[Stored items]
☆ ☆ ☆ ☆ ☆

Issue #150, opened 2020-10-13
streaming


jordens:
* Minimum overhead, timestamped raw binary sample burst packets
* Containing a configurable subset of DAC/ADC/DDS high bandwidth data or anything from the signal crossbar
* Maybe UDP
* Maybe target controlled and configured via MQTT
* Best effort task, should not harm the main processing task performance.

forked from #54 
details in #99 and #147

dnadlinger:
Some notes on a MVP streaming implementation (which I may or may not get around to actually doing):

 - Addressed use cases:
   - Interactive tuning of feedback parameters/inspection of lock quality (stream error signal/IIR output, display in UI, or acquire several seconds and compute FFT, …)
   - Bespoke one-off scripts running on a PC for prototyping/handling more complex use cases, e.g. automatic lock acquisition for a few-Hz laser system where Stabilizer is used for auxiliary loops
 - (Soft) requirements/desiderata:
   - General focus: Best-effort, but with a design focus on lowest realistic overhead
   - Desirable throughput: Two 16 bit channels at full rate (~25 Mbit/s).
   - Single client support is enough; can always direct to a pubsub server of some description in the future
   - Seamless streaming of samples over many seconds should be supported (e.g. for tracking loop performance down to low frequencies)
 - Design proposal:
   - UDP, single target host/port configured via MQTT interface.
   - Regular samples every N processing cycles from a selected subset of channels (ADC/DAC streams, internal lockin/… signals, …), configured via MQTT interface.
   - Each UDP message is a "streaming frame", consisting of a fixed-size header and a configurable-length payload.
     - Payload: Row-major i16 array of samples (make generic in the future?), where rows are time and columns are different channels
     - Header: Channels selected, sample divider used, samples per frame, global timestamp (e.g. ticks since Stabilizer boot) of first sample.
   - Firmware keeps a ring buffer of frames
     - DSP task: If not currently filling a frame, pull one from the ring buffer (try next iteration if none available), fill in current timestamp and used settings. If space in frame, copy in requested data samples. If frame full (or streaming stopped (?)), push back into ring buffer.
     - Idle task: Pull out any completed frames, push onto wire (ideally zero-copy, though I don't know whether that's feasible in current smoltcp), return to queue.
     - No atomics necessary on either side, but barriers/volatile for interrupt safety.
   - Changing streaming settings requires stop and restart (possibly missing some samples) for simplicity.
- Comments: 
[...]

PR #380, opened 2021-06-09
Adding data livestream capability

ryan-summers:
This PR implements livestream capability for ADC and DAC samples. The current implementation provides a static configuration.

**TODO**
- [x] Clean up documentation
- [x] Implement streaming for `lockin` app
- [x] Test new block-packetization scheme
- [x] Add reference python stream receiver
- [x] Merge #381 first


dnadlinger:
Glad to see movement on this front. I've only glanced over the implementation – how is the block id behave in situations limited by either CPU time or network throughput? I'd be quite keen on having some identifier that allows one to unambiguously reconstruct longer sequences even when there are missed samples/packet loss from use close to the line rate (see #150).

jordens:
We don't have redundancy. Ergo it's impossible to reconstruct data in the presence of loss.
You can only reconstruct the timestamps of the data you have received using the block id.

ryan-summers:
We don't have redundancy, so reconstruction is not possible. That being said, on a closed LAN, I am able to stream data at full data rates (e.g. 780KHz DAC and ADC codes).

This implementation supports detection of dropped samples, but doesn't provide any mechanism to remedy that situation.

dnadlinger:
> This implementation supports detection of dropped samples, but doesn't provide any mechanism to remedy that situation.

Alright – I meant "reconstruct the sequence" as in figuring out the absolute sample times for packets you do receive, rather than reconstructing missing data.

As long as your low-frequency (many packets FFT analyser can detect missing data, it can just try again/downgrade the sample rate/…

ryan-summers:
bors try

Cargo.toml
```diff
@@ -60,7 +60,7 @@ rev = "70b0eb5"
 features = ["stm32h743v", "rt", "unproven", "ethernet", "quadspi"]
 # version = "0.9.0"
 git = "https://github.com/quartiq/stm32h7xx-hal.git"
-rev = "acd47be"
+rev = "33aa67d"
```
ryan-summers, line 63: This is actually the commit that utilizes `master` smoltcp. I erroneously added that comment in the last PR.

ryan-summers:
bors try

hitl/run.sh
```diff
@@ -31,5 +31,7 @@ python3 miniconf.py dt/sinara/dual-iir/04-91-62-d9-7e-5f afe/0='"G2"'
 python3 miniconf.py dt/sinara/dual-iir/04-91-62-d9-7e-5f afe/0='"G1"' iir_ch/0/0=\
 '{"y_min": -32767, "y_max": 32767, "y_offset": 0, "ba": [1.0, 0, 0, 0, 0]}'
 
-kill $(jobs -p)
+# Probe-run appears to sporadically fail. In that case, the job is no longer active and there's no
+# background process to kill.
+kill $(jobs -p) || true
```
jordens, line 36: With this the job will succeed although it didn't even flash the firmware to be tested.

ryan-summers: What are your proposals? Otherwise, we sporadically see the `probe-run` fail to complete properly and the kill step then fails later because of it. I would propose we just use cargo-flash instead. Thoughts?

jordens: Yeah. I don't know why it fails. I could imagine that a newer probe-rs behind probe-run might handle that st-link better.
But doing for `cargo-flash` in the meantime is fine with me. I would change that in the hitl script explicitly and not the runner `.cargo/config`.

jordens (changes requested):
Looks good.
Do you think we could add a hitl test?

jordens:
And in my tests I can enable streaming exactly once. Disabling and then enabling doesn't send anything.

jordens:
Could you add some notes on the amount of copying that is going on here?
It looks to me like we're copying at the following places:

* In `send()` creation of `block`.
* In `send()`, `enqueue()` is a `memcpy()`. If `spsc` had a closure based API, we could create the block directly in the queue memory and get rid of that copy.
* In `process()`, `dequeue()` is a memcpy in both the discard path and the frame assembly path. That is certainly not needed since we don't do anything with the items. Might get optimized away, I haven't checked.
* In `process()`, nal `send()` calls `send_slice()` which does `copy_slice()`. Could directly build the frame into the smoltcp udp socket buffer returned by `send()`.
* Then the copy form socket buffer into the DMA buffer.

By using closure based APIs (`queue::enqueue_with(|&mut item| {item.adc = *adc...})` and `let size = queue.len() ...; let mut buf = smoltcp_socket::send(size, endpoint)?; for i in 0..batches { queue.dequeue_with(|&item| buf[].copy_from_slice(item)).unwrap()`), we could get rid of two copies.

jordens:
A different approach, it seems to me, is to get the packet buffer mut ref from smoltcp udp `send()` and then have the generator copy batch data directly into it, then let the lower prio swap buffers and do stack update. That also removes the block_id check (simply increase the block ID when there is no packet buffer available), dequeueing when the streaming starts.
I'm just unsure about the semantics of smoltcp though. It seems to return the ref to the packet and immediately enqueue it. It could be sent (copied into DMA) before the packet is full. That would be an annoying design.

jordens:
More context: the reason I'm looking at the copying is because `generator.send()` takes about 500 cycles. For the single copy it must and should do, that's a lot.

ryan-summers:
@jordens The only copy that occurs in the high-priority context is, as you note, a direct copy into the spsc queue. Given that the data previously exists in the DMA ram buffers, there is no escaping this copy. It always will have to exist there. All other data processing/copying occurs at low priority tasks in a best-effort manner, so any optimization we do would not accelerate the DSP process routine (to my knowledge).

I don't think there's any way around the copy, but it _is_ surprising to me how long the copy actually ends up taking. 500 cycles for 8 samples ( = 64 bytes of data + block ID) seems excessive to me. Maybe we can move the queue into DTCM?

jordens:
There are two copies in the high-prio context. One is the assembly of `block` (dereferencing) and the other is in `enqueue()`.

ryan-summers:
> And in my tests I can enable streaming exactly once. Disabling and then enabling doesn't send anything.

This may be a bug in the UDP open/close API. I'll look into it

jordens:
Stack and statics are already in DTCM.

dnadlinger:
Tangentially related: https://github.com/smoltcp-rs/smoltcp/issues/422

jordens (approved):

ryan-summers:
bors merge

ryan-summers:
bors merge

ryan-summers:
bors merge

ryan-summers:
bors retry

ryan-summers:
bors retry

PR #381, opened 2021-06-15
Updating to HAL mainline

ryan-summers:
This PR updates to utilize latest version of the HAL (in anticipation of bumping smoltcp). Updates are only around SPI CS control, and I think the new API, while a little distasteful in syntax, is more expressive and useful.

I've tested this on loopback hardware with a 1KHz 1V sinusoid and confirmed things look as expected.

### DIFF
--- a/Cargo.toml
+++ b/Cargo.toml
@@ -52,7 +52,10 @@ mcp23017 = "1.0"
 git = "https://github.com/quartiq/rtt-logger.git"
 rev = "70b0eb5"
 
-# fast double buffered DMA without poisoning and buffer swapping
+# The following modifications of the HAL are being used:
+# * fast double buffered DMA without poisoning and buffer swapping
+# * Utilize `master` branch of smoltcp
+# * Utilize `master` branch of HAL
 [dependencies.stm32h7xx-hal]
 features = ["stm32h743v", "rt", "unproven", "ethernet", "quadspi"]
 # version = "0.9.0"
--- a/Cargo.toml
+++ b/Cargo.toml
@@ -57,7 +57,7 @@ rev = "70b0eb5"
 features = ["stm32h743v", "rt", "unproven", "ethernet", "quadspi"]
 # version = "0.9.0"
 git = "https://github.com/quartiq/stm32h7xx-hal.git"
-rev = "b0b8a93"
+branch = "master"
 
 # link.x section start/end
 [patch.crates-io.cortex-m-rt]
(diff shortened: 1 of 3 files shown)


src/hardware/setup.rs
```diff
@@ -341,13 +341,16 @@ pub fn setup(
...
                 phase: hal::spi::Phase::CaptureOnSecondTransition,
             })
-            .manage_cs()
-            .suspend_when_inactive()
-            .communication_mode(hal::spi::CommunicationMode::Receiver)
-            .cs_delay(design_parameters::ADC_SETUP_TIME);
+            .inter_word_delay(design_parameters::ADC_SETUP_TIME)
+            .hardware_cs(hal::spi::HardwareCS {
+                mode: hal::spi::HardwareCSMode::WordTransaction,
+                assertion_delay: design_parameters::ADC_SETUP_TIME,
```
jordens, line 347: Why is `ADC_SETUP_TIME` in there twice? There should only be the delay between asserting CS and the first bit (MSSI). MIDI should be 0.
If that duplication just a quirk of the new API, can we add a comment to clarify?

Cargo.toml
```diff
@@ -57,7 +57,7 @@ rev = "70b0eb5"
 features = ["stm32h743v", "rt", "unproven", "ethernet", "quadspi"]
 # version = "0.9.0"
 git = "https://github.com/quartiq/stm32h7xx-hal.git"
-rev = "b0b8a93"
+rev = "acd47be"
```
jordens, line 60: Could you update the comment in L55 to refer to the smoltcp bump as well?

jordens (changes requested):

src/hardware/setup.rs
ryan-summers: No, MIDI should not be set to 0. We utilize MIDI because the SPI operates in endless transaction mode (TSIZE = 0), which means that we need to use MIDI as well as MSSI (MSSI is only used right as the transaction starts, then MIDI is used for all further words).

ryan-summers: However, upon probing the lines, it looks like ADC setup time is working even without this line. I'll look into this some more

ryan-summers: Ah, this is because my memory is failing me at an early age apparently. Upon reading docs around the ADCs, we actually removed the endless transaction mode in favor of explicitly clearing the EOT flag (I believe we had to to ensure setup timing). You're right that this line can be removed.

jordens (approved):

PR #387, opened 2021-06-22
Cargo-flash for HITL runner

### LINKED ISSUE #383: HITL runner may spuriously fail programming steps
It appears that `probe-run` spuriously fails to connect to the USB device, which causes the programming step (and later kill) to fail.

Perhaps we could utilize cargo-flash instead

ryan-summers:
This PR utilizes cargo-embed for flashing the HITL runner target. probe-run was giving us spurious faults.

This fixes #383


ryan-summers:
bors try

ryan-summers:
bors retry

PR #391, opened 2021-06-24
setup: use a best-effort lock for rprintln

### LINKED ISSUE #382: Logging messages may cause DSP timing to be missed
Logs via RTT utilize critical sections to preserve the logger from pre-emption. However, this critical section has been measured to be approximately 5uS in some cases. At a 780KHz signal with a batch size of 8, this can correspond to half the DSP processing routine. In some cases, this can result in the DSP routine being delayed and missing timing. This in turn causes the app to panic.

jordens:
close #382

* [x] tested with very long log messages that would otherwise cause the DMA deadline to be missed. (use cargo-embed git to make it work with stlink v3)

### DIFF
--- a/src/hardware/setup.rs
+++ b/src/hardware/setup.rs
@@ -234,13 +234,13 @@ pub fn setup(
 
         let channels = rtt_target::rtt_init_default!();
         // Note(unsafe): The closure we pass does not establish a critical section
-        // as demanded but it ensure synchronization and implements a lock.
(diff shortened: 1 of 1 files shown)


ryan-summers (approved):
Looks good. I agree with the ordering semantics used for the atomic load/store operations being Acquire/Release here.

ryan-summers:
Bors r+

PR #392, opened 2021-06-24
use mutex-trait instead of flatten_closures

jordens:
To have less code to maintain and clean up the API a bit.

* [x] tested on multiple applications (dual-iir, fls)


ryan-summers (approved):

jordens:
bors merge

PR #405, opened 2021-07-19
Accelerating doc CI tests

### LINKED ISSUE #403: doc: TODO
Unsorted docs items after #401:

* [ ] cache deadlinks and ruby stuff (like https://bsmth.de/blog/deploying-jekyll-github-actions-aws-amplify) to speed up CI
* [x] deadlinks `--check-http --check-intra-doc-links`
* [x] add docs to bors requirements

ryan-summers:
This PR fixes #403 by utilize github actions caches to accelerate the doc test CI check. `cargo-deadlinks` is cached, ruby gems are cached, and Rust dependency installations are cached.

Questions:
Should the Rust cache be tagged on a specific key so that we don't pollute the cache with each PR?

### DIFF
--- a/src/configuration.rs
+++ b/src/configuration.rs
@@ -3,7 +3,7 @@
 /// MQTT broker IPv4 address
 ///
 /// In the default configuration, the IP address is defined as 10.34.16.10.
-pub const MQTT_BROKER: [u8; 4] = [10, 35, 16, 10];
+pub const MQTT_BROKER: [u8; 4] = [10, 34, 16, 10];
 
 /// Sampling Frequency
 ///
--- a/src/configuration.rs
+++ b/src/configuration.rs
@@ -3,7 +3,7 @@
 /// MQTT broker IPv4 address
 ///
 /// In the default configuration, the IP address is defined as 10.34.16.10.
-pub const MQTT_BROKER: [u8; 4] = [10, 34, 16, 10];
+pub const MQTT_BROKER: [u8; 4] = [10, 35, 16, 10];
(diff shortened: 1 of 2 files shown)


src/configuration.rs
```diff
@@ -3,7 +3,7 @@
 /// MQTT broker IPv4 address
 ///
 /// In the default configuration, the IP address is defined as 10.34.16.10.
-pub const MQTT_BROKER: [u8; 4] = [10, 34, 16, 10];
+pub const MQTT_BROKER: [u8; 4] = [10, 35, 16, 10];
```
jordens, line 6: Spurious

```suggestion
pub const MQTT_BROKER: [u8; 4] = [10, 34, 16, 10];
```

☆ ☆ ☆ ☆ ☆

Problem
Tell how many lines above include "Stabilizer", and add no other text.

Solution for this task
2